Fixture benchmark snapshot from cargo run --release --example compression_benchmark -- --iterations 20:

Use case Compressor Est. token reduction Avg latency CCR recovery
JSON service inventory SmartCrusher 94.9% 0.397 ms yes
Cargo test failure log Log 93.6% 0.667 ms yes
Docker service log Log 99.8% 1.110 ms yes
Ripgrep search results Search 75.3% 0.034 ms yes
Unified diff Diff 84.3% 0.008 ms yes
HTML status report HTML 61.2% 0.063 ms yes
Rust source file Code 88.6% 0.199 ms yes
Plain text with ML off None 0.0% 0.000 ms n/a

CCR recovery byte-compares the retrieved original for every lossy compaction. These numbers are generated-fixture measurements, not production corpus claims.
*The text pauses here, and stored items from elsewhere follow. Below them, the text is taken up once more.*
PR #6300, opened 2021-06-02
Add back cerrno

ktf:


ktf:
Currently broken on mac.

PR #6301, opened 2021-06-02
DPL Analysis: fix AnalysisTask test after renaming data model table

aalkin:


ktf:
Currently broken. Merging.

See docs/benchmarking.md for benchmark scope, comparison targets, and reporting cautions. See docs/benchmark for human-readable before/after sample reports and accuracy-check details.
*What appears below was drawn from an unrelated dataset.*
PR #6302, opened 2021-06-02
DPL Analysis: avoid instantiating HistFactory functions for each TU

mario-krueger:
- move histogram creation code to HistogramSpec.cxx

Run the local analytics interface:

cd interface
npm install
npm run dev

The interface accepts metadata-oriented compression records. Do not feed raw prompt, context, tool output, or credentials into analytics datasets.

Crate Layout

src/
  compress.rs        Universal content router
  compressors/       JSON, code, log, search, diff, HTML, ML, generic paths
  detect/            Content-kind hints and structural detection
  cache/             CCR offload, retrieval markers, memory/disk store
  rules/             Built-in + user + project command reduction rules
  reduce.rs          Rule-engine reduction pipeline
  sdk.rs             Host-neutral SDK and reduce-json request/response types
  tool_integration.rs OpenHuman-style tool-output adapter
  compressor/        Small public Compressor trait scaffold
  config/            Small public CompressionConfig scaffold
  openhuman/         Runtime-neutral OpenHuman adapter types
  savings.rs         Host-installed savings attribution hook
interface/           Self-hostable analytics UI
wiki/                Technical GitHub wiki source
docs/references/     Design references and candidate strategy specs

Documentation

Status

TinyJuice is pre-1.0. The router, command-rule engine, CCR recovery store, content detectors, several native compressors, the OpenHuman-style tool adapter, and the analytics interface are implemented. Public API names may still move as OpenHuman integration hardens.

The project boundary is deliberate: keep the core crate small, do not add OpenHuman runtime dependencies without a feature or adapter boundary, and do not claim compression percentages until benchmark fixtures exist.